A comprehensive study on geometric, topological and fractal characterizations of pore systems in low-permeability reservoirs based on SEM, MICP, NMR, and X-ray CT experiments

Characterization of pore systems in subsurface systems is of great importance for predicting the properties of rocks and classifying the subsurface systems. Geometric features have been used widely for this aim, but topological characteristics of the pore structures are not studied much. In fact, accurate characteristics of pore space should comprise both its geometric and topological properties. In this paper, the above vital characteristics are comprehensively studied based on direct experimental results. Besides, previous studies aiming at linking fractal dimension analysis to pore space are often based on limited sources of information, which are the mercury injection capillary pressure (MICP) and nuclear magnetic resonance (NMR). In this paper, the scanning electron microscope (SEM), MICP, NMR, and X-ray computed tomography (X-ray CT) experiments are all used to characterize the geometric and topological properties of pore space of several low-permeability porous media.
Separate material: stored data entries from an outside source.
PR #232, opened 2023-07-17
Disable VILLASfpga to remove libxil dependency

### LINKED ISSUE #231: VILLASnode Examples do not run in current Dev container
When using the dev-container from the current `Dockerfile.dev`, none of the VILLASnode-Examples can be executed, because they require the presence of the `libxil` shared library (https://github.com/VILLASframework/libxil). Because the last push of the dev image to Docker hub happened over 6 months ago, the pipeline still uses an outdated image, in which this dependency was apparently not present. Therefore, the VILLASnode-Examples still work in the GitHub-Pipeline, but not locally.
Options to resolve this are:
1. Compile VILLASnode with the `WITH_FPGA=OFF` option to disable the dependency (as in #232 )
2. Somehow install the dependency manually in the dpsim-Dockerfile
3. Update the VILLASnode version used in the DPsim-containers (see #233), as the issue has been fixed there (https://github.com/VILLASframework/node/pull/694)

JTS22:
Sets the `WITH_FPGA=OFF` compile flag for VILLASnode in the Dockerfile.dev to remove a dependency on the shared library `libxil`, which is currently not installed in the container. Merging this PR should probably be followed by an update for the images on Docker Hub via the `container` workflow.
Closes #231

### DIFF
--- a/packaging/Docker/Dockerfile.dev
+++ b/packaging/Docker/Dockerfile.dev
@@ -91,6 +91,7 @@ RUN cd /tmp && \
 	git checkout ${VILLAS_VERSION} && \
 	cmake ${CMAKE_OPTS} .. \
 		-DCMAKE_INSTALL_LIBDIR=/usr/local/lib64 \
+		-DWITH_FPGA=OFF \
 		-DDOWNLOAD_GO=OFF && \
 	make ${MAKE_OPTS} install && \
 	rm -rf /tmp/villas-node


JTS22:
Great, thank you @n-eiling @stv0g ! I added the use of the updated VILLASnode version as a solution in #231.

dinkelbachjan:
We will go for another solution as described in #231

PR #238, opened 2023-07-27
Fix power flow initialisation of synchronous generators

### LINKED ISSUE #223: Fix power flow initialisation & updating for the terminals
- The terminals of the components are not correctly initialized with initial power and updated with power flow solutions. This might lead to an initialization error in the dynamic simulation (if the terminal power is used in _initializeFromNodesAndTerminals_ e.g. _terminal(0)->singlePower()_)

martinmoraga:
In powerflow simulations, the power of synchronous generators is not being always correctly calculated, since the power of the loads connected to nodes is not considered in the calculation. This PR fixes the calculation of the synchronous generators' power in powerflow simulations and adapts the funcion `initWithPowerFlow` to initialialize the terminal power of the synchronous generators after the powerflow calculation.

Closes #223

### DIFF
--- a/dpsim/src/PFSolverPowerPolar.cpp
+++ b/dpsim/src/PFSolverPowerPolar.cpp
@@ -368,21 +368,22 @@ Real PFSolverPowerPolar::Q(UInt k) {
 }
 
 void PFSolverPowerPolar::calculatePAndQAtSlackBus() {
+	// calculates apparent power injection at slack buses flowing to other nodes (i.e. S_inj_to_other = S_inj - S_shunt, with S_inj = S_gen - S_load)
     for (auto topoNode: mVDBuses) {
         auto node_idx = topoNode->matrixNodeIndex();
 
-        // calculate power flowing out of the node into the admittance matrix (not into PQ Loads)
+        // calculate power flowing out of the node into the admittance matrix (i.e. S_inj)
         CPS::Complex I(0.0, 0.0);
         for (UInt j = 0; j < mSystem.mNodes.size(); ++j)
             I += mY.coeff(node_idx, j) * sol_Vcx(j);
         CPS::Complex S = sol_Vcx(node_idx) * conj(I);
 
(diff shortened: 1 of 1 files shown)


dpsim/src/PFSolverPowerPolar.cpp
```diff
@@ -353,47 +368,96 @@ Real PFSolverPowerPolar::Q(UInt k) {
...
+        for (UInt j = 0; j < mSystem.mNodes.size(); ++j)
+            I += mY.coeff(node_idx, j) * sol_Vcx(j);
+        CPS::Complex S = sol_Vcx(node_idx) * conj(I);
+
+        // GenPower = Power flowing out of node + PQLoadsPower
+        for(auto comp : mSystem.mComponentsAtNode[topoNode])
+            if (auto loadPtr = std::dynamic_pointer_cast<CPS::SP::Ph1::Load>(comp))
+                S += Complex(**(loadPtr->mActivePowerPerUnit), **(loadPtr->mReactivePowerPerUnit));
+
+        // Set power of external network injections of SG (VD)
```
dinkelbachjan, line 385: @martinmoraga 
`// Set power of either VD-type external network injection or VD-type synchronous generator depending on what is connected`
Is this is what you mean here?

dpsim/src/PFSolverPowerPolar.cpp
dinkelbachjan, line 1: It should be reconsidered what we eventually store in `sol_P` and `sol_Q`, as described in more detail in the respective TODO comment lines of his file. Besides, we could consider combining `calculatePAndQAtSlackBus` , `calculateQAtPVBuses` und `calculatePAndQInjectionPQBuses`.

dinkelbachjan (approved):

dpsim/src/PFSolverPowerPolar.cpp
dinkelbachjan: This will not be covered by this PR, but instead will be followed up on by closing #266.

PR #250, opened 2023-10-10
Change default linear solver to KLU

dinkelbachjan:
This PR changes the default linear solver from SparseLU to KLU. KLU performs per default a complete refactorisation. Besides, for partial refactorisation, which can be chosen as an option by the user, a fix is included for `mVariableSystemMatrixEntries` of `DP_Ph1_ReducedOrderSynchronGeneratorVBR` when modelled as Norton equivalent.


dpsim/src/KLUAdapter.cpp
```diff
@@ -18,6 +18,7 @@ KLUAdapter::~KLUAdapter()
         klu_free_symbolic(&mSymbolic, &mCommon);
     if (mNumeric)
         klu_free_numeric(&mNumeric, &mCommon);
+    mSLog->info("Number of Pivot Faults: {}", mPivotFaults);
```
leonardocarreras, line 21: This line might need to use the macro like `SPDLOG_LOGGER_INFO(mSLog, ...);`

dinkelbachjan: Indeed, thanks!

martinmoraga (approved):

Based on our observations, the advantages and disadvantages of the above techniques in characterizing the pore structure are also summarized. Moreover, the differences of these three experiments are quantified using fractal dimension. The results indicate that the NMR technique is a promising tool for characterizing geometric features of pore systems as it can cover more details than other techniques. Most of geometric, topological, fractal and transport properties of pore space can be obtained from X-ray CT method, which is unique among all the methods. In addition, the 3D fractal dimensions of pore systems obtained from NMR is smaller than that from MICP, which is due more ultra-micropores captured by NMR that smooth the surface of the pore systems. Finally, a novel method constrained by a new pore shape factor for calculating the pore size from 2D images is proposed by which the pore-size distributions are compared more effectively.